### THE PROBLEM
Check which lines in the records hold "libheif" and report how many there are, with no other text.

### TASK MATERIAL
PR #17651, opened 2020-09-24
media-libs/libheif: bump to 1.9.1

jsmolic:


novomesk:
libheif upgraded to 1.9.1

jsmolic:
@novomesk Done, thanks for the info :)

media-libs/libheif/libheif-1.9.1.ebuild
```diff
@@ -6,18 +6,18 @@ EAPI=7
...
+	SRC_URI="https://github.com/strukturag/libheif/releases/download/v${PV}/${P}.tar.gz"
 	KEYWORDS="~amd64 ~arm ~arm64 ~ppc64 ~x86"
 fi
 
 DESCRIPTION="ISO/IEC 23008-12:2017 HEIF file format decoder and encoder"
 HOMEPAGE="https://github.com/strukturag/libheif"
 
 LICENSE="GPL-3"
-SLOT="0/1.8"
+SLOT="0/1.9.1"
```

### OUTPUT FOR THIS TASK
5